How do the lines below between the ones holding "GuanLuo: I don't" and "It might not", inclusive, read? Give them again exactly, with no other lines.

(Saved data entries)
☆ ☆ ☆ ☆
PR #227, opened 2019-04-12
 Add ensemble tests in L0_sequence_batcher.  Fix ensemble bug with sequence model

GuanLuo:
Ensemble context wasn't passing the flags field to internal request header.

### DIFF
--- a/qa/L0_sequence_batcher/sequence_batcher_test.py
+++ b/qa/L0_sequence_batcher/sequence_batcher_test.py
@@ -50,6 +50,16 @@ elif os.environ['BATCHER_TYPE'] == "VARIABLE":
     _trials = ("savedmodel", "graphdef", "netdef")
 else:
     _trials = ("custom", "savedmodel", "graphdef", "netdef", "plan")
+# Add ensemble to the _trials
+ENSEMBLE_PREFIXES = ["simple_", "sequence_", "fan_"]
+res = []
+for trial in _trials:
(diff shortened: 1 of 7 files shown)


qa/L0_sequence_batcher/sequence_batcher_test.py
```diff
@@ -272,6 +282,9 @@ def check_setup(self, model_name):
         self.assertEqual(len(ss.model_status), 1)
         self.assertTrue(model_name in ss.model_status,
                         "expected status for model " + model_name)
+        # Skip the sequence batching check on ensemble model
+        if ss.model_status[model_name].config.platform == "ensemble":
```
deadeyegoodwin: Instead of returning early just reverse the condition

qa/L0_sequence_batcher/sequence_batcher_test.py
```diff
@@ -291,6 +304,11 @@ def check_status(self, model_name, static_bs, exec_cnt, infer_cnt):
         for b in static_bs:
             self.assertTrue(b in infer,
                             "expected batch-size " + str(b) + ", got " + str(vs[1]))
+
+        # Skip checking on ensemble because its execution count isn't modified like
+        # sequence batcher.
+        if ss.model_status[model_name].config.platform == "ensemble":
```
deadeyegoodwin: Don't return early

PR #229, opened 2019-04-15
Add helm chart to deploy single inference server

deadeyegoodwin:


deploy/single_server/values.yaml
```diff
@@ -0,0 +1,36 @@
...
+# PROCUREMENT OF SUBSTITUTE GOODS OR SERVICES; LOSS OF USE, DATA, OR
+# PROFITS; OR BUSINESS INTERRUPTION) HOWEVER CAUSED AND ON ANY THEORY
+# OF LIABILITY, WHETHER IN CONTRACT, STRICT LIABILITY, OR TORT
+# (INCLUDING NEGLIGENCE OR OTHERWISE) ARISING IN ANY WAY OUT OF THE USE
+# OF THIS SOFTWARE, EVEN IF ADVISED OF THE POSSIBILITY OF SUCH DAMAGE.
+
+replicaCount: 1
+
+image:
+  imageName: nvcr.io/nvidia/tensorrtserver:19.03-py3
```
GuanLuo: And we need to update the version per release?

deadeyegoodwin: Yes, ideally. If we miss it sometimes it is not a big deal.

PR #236, opened 2019-04-17
Hemantj cleanup

CoderHam:
Fixing permission for all shared objects to be only read and executable.


Dockerfile
```diff
@@ -254,6 +254,8 @@ COPY --from=trtserver_build /opt/tensorrtserver/bin/trtserver bin/
 COPY --from=trtserver_build /opt/tensorrtserver/lib lib
 COPY --from=trtserver_build /opt/tensorrtserver/include include
 
+RUN chmod ugo-w+x /opt/tensorrtserver/lib/*.so
```
GuanLuo: `+rx` to ensure all users has both read and execute permission.

PR #494, opened 2019-07-24
Add model control test. Fix bugs

GuanLuo:


qa/L0_lifecycle/lifecycle_test.py
```diff
@@ -826,5 +826,196 @@ def test_dynamic_file_delete(self):
...
+                ctx = ModelControlContext(pair[0], pair[1], True)
+                ctx.load("unknown_model")
+                self.assertTrue(False, "expected unknown model failure")
+            except InferenceServerException as ex:
+                self.assertEqual("inference:0", ex.server_id())
+                self.assertGreater(ex.request_id(), 0)
+                self.assertTrue(
+                    ex.message().startswith("failed to stat directory for model"))
+
+        # Load ensemble model first, should fail due to depending model is not loaded
```
deadeyegoodwin: If they load an ensemble model we should automatically  load all the dependent models. Otherwise user has to discover all the necessary models and figure out the right order to load them.

src/clients/c++/request_http.cc
```diff
@@ -652,7 +652,7 @@ ModelControlHttpContextImpl::SendRequest(
   curl_easy_setopt(curl, CURLOPT_URL, full_url.c_str());
   curl_easy_setopt(curl, CURLOPT_USERAGENT, "libcurl-agent/1.0");
   // use POST method
-  curl_easy_setopt(curl, CURLOPT_POST, 1L);
+  curl_easy_setopt(curl, CURLOPT_POSTFIELDS, "");
```
deadeyegoodwin: What does this change do?

GuanLuo: To provide an empty request body for POST request. Otherwise libcurl will use the default reader, which reads from stdin.

qa/L0_lifecycle/lifecycle_test.py
GuanLuo: Sounds good. Should I make the change on a separate PR?

src/clients/c++/request_http.cc
deadeyegoodwin: ok

qa/L0_lifecycle/lifecycle_test.py
deadeyegoodwin: Yes, that will be ok.

PR #495, opened 2019-07-24
Partial sequence batcher fix (Pytorch)

CoderHam:


src/backends/pytorch/libtorch_backend.cc
```diff
@@ -50,6 +51,10 @@ LibTorchBackend::Context::Context(
 
 LibTorchBackend::Context::~Context()
 {
+  torch_model_.reset();
+  c10::cuda::CUDACachingAllocator::emptyCache();
```
GuanLuo: What is the cache used for in libtorch? If there are other pytorch models and only one of them is to be unloaded, which calls emptyCache(), will this affects other models?

src/backends/pytorch/libtorch_backend.cc
```diff
@@ -50,6 +51,10 @@ LibTorchBackend::Context::Context(
...
+  input_index_map_.clear();
+  output_index_map_.clear();
```
GuanLuo: I don't think you need to call `clear()` explicitly. The same for `torch_model_` unless it needs to be destroyed before calling `emptyCache()`?

CoderHam: Yes the clear is not needed. No, it isn't necessary to reset the `torch_model_` before calling `emptyCache()`.

src/backends/pytorch/libtorch_backend.cc
CoderHam: The cache is used for some CUDA context and internal pytorch optimization.
Here is the relevant discussion: https://github.com/pytorch/pytorch/issues/17433#issuecomment-479102003
It might not but I will run a test for this and verify.

CoderHam: Ran the following tests:
1. `perf_client` on a pytorch model (A) while removing another pytorch model (B) from the directory.
- This unloads B and therefore calls the `emptyCache()` method inside `~Context()`
2. The follow `image_client` script (on a single coffee mug image) and unloaded the model during the test. Even after emptyCache the results were unaffected.
```
for i in {1..200}; do install/bin/image_client -m resnet50_libtorch -s INCEPTION -c 1 -b 1 images/mug.jpg; done > temp.txt
grep -c COFFEE temp.txt
```
> 200

PR #499, opened 2019-07-25
Allow variable-size reshape if the variable-size dimensions are aligned

GuanLuo:


src/core/provider.cc
```diff
@@ -449,12 +450,28 @@ InferResponseProvider::FinalizeResponse(const InferenceBackend& is)
...
+          }
+        }
+
+        for (const auto& dim : output_config->dims()) {
+          if (dim == -1) {
+            poutput->mutable_raw()->add_dims(variable_size_values.front());
+            variable_size_values.pop_front();
+          } else {
+            poutput->mutable_raw()->add_dims(dim);
+            ;
```
deadeyegoodwin: remove

qa/L0_infer_reshape/test.sh
```diff
@@ -44,7 +44,13 @@ for i in \
         zero_1_float32 \
         zero_2_float32 \
         zero_3_float32 \
-        zero_4_float32 ; do
+        zero_4_float32 \
```
deadeyegoodwin: Did you add a passing test for Boris' exact case of 1 or more pre-pended '1' dimensions?

GuanLuo: Yes, the `zero_2_int32` and `zero_3_int32` models are set up for that case

PR #503, opened 2019-07-26
Server side implementation for System Shared Memory

CoderHam:
- **Unregister/RegisterSharedMemory**: register shared memory (shm_opens and mmaps when needed/registered. close and munmap when not needed/unregistered).
- **UnregisterAllSharedMemory**: unregister _all_ shared memory regions. 
- **GetLiveSharedMemory**: get list (names) of  all shared memory regions that are currently registered.

### DIFF
--- a/src/clients/c++/request.h
+++ b/src/clients/c++/request.h
@@ -770,18 +770,25 @@ class SharedMemoryControlContext {
  public:
   virtual ~SharedMemoryControlContext() = 0;
 
-  /// Register a model on the inference server. If the shared memory is already
-  /// loaded, it will be reloaded to update the LRU policy. \param name The
-  /// name of the shared memory region to be registered. \return Error object
-  /// indicating success or failure.
+  /// Register a shared memory region on the inference server. If the shared
+  /// memory region is already registered, it will be unregistered and then
+  /// re-registered.
+  /// \param name The user-given name for the shared memory region to be
+  /// registered.
+  /// \param shm_key The unique name of the location in shared memory being
+  /// registered.
+  /// \param offset The offset into the shared memory region.
+  /// \param byte_size The size, in bytes of the tensor data.
+  /// \return Error object indicating success or failure.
☆ ☆ ☆ ☆
◆ Answer for this exercise
GuanLuo: I don't think you need to call `clear()` explicitly. The same for `torch_model_` unless it needs to be destroyed before calling `emptyCache()`?

CoderHam: Yes the clear is not needed. No, it isn't necessary to reset the `torch_model_` before calling `emptyCache()`.

src/backends/pytorch/libtorch_backend.cc
CoderHam: The cache is used for some CUDA context and internal pytorch optimization.
Here is the relevant discussion: https://github.com/pytorch/pytorch/issues/17433#issuecomment-479102003
It might not but I will run a test for this and verify.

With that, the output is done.